Start of Block

PR #1344, opened 2020-01-07
update to layouts 2.0

limerentfox:
## Context
Openfin has released a major update of its [layouts service](https://developers.openfin.co/docs/platform-api). The new version comes bundled and does not need to be installed as a separate package. 

With [Layouts 2.0](https://cdn.openfin.co/docs/javascript/14.78.46.23/Layout.html) the premise of window layout management is entirely different. Instead of snapping and docking windows, Openfin introduces the concept of `views`. A platform can house multiple views. 
image

Think of them as subpanels within an application. For those of you who use VSCode, these views are the same as the tabs in the editor. You can drag, resize, stack, tear out and reorder them.

## MVP
image

In this demo, RT's main app window and it's subpanels (analytics, blotter, spot tiles), have been converted into tab format. You can grab and resize each panel, lift it and rearrange and even tear it out of the main window. 

## Note
The code needs cleaning and some decisions need to be made. 

### Known Issues
Popped out spot tiles are currently running off layouts 1.0 and use the 'snap and dock' functionality.

Any updates to the view don't fully propagate until you resize the moved panels. Openfin seems to not be refreshing.

Window controls drag regions do not work unless the window is resized.

Tearing any tab out of the main window leads to it being opened in an unstyled default window frame, with default Openfin tab styles.

https://drive.google.com/file/d/16EcBqyBtNDKT20mOcwCyP-X6ON2fa9b4/view?usp=sharing

### UX Considerations
What behavior do we want when we drag a child window out? Should it become its own view and be tabbable?

How do we want to handle saving state? Will there be a workspace dropdown?

### DIFF
--- a/src/client/public/config/openfin/platforms.json
+++ b/src/client/public/config/openfin/platforms.json
@@ -1,0 +1,191 @@
+{
+    "runtime": {
+        "arguments": "--v=1 --inspect",
+        "version": "14.78.48.3"
+    },
+    "shortcut": {
+        "company": "Adaptive Consulting",
+        "description": "Desktop Reactive Trader Cloud",
+        "icon": "http://localhost:3000/static/media/icon.ico",
+        "name": "Reactive Trader Cloud (LOCAL)"
+    },
+    "appAssets": [
+        {
+            "src": "http://localhost:3000/plugin/add-in.zip",
+            "alias": "excel-api-addin",
+            "version": "2.0.0",
+            "forceDownload": true
+        }
+    ],
+    "services": [
+        {
+            "name": "layouts",
+            "config": {
+                "features": {
+                    "snap": true,
+                    "dock": true,
+                    "tab": false
+                }
+            },
+            "manifestUrl": "https://cdn.openfin.co/services/openfin/layouts/1.2.0/app.json"
+        },
+        {
+            "name": "fdc3",
+            "manifestUrl": "https://cdn.openfin.co/services/openfin/fdc3/0.2.0/app.json"
+        },
+        {
+            "name": "notifications",
+            "manifestUrl": "https://cdn.openfin.co/services/openfin/notifications/0.11.1/app.json"
+        }
+    ],
+    "platform": {
+        "uuid": "platform_prototype_generated",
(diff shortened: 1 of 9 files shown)


src/client/src/apps/MainRoute/routes/ShellRoute.tsx
```diff
@@ -33,6 +35,13 @@ const ShellRoute: React.FC<Props> = ({ header }) => {
   const blotter = useSelector(blotterSelector)
   const analytics = useSelector(analyticsSelector)
 
+  useEffect(() => {
```
limerentfox: Openfin looks for container with `id="layout-container` on `DOMContentLoaded` to load the platform views. React needs to finish loading and rendering before Openfin can look for this container, otherwise nothing loads. To get around this timing issue I manually call `DOMContentLoaded`.

src/client/public/config/openfin/platforms.json
```diff
@@ -0,0 +1,191 @@
...
+                                    "isClosable": true,
+                                    "reorderEnabled": true,
+                                    "title": "",
+                                    "activeItemIndex": 0,
+                                    "content": [
+                                        {
+                                            "type": "component",
+                                            "componentName": "view",
+                                            "componentState": {
+                                                "url": "http://localhost:3000/analytics",
```
limerentfox: Tab headers need to each be set according to their route. Will need to use something like `react-helmet`.

src/client/src/apps/MainRoute/routes/ShellRoute.tsx
```diff
@@ -85,6 +94,45 @@ const ShellRoute: React.FC<Props> = ({ header }) => {
     </StatusBar>
   );
 
+  //@ts-ignore
+  if (window.fin && window.fin.me.isWindow) {
+    const OfTabTheme = createGlobalStyle<{ theme: Theme }>`
+      .lm_tabs {
```
limerentfox: This can be extracted out for easier reuse. In addition to specific classes that we can override the styles of, Openfin provides css variables as well.

PR #1345, opened 2020-01-08
Release/v1.2 - Launcher instance (ARTP-900)

mattydono:
Fix: uuid is now unique to the environment launched

This should allow us to launch a single openfin instance per env.


src/client/src/apps/utils/openfin-utils.ts
```diff
@@ -31,25 +32,27 @@ async function restoreExistingApp(existingApp: Application): Promise<void> {
...
   name,
   url,
+  uuid,
   windowOptions,
 }: ApplicationConfig): Promise<Application> {
   const appOptions: fin.ApplicationOption = {
     name,
     url,
-    uuid: name,
+    uuid: uuid!,
```
mozmorris: Thinking about this now @mattydono, you probably want to fallback to the original `name` arg. e.g `uuid: uuid || name,`

src/client/package.json
```diff
@@ -20,7 +20,7 @@
   },
   "scripts": {
     "precommit": "lint-staged",
-    "start": "cross-env REACT_APP_BUILD_VERSION=$(git describe) react-scripts start",
```
mozmorris: @rikoe I take it we're happy for these other changes to find their way into this release branch?

src/client/src/apps/utils/openfin-utils.ts
mattydono: ah yes that makes a lot more sense!

src/client/package.json
rikoe: yeah that's fine

PR #1352, opened 2020-01-09
Initial work to abstract out FDC3 broadcast

mozmorris:
More to follow, but this should be a non-breaking change

* Support other intents providers
* Support intents providers on multiple platforms
* Remove references to fdc3 from platform
* Replace with `intents` provider object
* Noop intents provider for platforms without support


src/client/src/apps/MainRoute/widgets/blotter/components/Blotter.tsx
```diff
@@ -73,25 +72,14 @@ const Blotter: React.FC<BlotterProps> = props => {
...
-    if (!platform.fdc3.broadcast) {
-      console.error(`Broadcasting is not available on the platform ${platform.name}`)
+    const { currencyPairSelected } = platform.intents
+
+    if (!currencyPair || typeof currencyPairSelected !== 'function') {
       return
     }
-    platform.fdc3.broadcast(getCurrencyPairContext(currencyPair))
+
+    currencyPairSelected(currencyPair)
```
rikoe: I really like this - exposing intents at a platform level seems like a great idea.

src/client/src/rt-intents/fdc3/contexts/getCurrencyPair.ts
```diff
@@ -0,0 +1,11 @@
+import { Context } from 'openfin-fdc3'
+
+const getCurrencyPairContext = (currencyPair: string): Context => {
+  const ticker = `${currencyPair.slice(0, 3)}/${currencyPair.slice(3, 6)}`
+  return {
+    type: 'fdc3.instrument',
+    id: { ticker },
+  }
+}
+
```
rikoe: Nice

src/client/src/rt-platforms/browser/browser.ts
```diff
@@ -39,9 +40,7 @@ export default class Browser implements Platform {
     open: (config: WindowConfig, onClose?: () => void) => openBrowserWindow(config, onClose),
   }
 
-  fdc3 = {
-    broadcast: () => {},
-  }
+  intents = new Noop()
```
rikoe: Is there a way we can do this so that platforms don't have to explicitly set intents to `Noop`? Just so they can opt-in as opposed to having to opt out...

src/client/src/apps/MainRoute/widgets/blotter/components/Blotter.tsx
rikoe: On second thought - what we are doing here is a "context broadcast", not raising an intent, should we distinguish in the API, or is it not necessary?

src/client/src/rt-platforms/browser/browser.ts
mozmorris: I guess we could have another wrapper/abstraction around the methods which check they exist. I mainly did this for typing purposes. I'll leave as is here, but let's iterate on the other branch.

src/client/src/apps/MainRoute/widgets/blotter/components/Blotter.tsx
mozmorris: Will follow up on the other PR.

PR #1354, opened 2020-01-09
fix(client): center currency pair windows (ARTP-915)

fsarda:


mozmorris:
@fsarda looks good, just need to rebase with latest from `master`

PR #1715, opened 2020-12-10
New tiles for merge

slcfv3:
Tiles part for new architecture


src/new-client/src/services/currencyPairs.ts
```diff
@@ -104,5 +105,9 @@ export {
   useFilteredSymbols,
   useCurrencies,
   onSelectCurrency,
```
iprado78, line 107: Should we standardize on always exporting the whole bind tuple and a naming convention for the export?  e.g., `export const currencyPairRxBinding = bind(...)` - @josepot ?

iprado78: This would be for a later PR, just initiating the discussion.

src/new-client/src/types/Side.ts
```diff
@@ -0,0 +1,4 @@
+export enum Side {
```
iprado78, line 1: I removed this folder because it's a duplicate of the Direction enum we have in the trades service that we can use instead.

src/new-client/.env.development
```diff
@@ -1,4 +1,4 @@
-REACT_APP_BROKER_HOST=web-dev.adaptivecluster.com
+REACT_APP_BROKER_HOST=web-demo.adaptivecluster.com
```
iprado78, line 1: Just keep this as a local change / don't commit it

End of Block

## TASK BRIEF
Repeat every line exactly, starting with the first line of the entries, and stop once the line containing "### UX Considerations" has been given.

## SOLUTION FOR THIS EXERCISE
PR #1344, opened 2020-01-07
update to layouts 2.0

limerentfox:
## Context
Openfin has released a major update of its [layouts service](https://developers.openfin.co/docs/platform-api). The new version comes bundled and does not need to be installed as a separate package. 

With [Layouts 2.0](https://cdn.openfin.co/docs/javascript/14.78.46.23/Layout.html) the premise of window layout management is entirely different. Instead of snapping and docking windows, Openfin introduces the concept of `views`. A platform can house multiple views. 
image

Think of them as subpanels within an application. For those of you who use VSCode, these views are the same as the tabs in the editor. You can drag, resize, stack, tear out and reorder them.

## MVP
image

In this demo, RT's main app window and it's subpanels (analytics, blotter, spot tiles), have been converted into tab format. You can grab and resize each panel, lift it and rearrange and even tear it out of the main window. 

## Note
The code needs cleaning and some decisions need to be made. 

### Known Issues
Popped out spot tiles are currently running off layouts 1.0 and use the 'snap and dock' functionality.

Any updates to the view don't fully propagate until you resize the moved panels. Openfin seems to not be refreshing.

Window controls drag regions do not work unless the window is resized.

Tearing any tab out of the main window leads to it being opened in an unstyled default window frame, with default Openfin tab styles.

https://drive.google.com/file/d/16EcBqyBtNDKT20mOcwCyP-X6ON2fa9b4/view?usp=sharing

### UX Considerations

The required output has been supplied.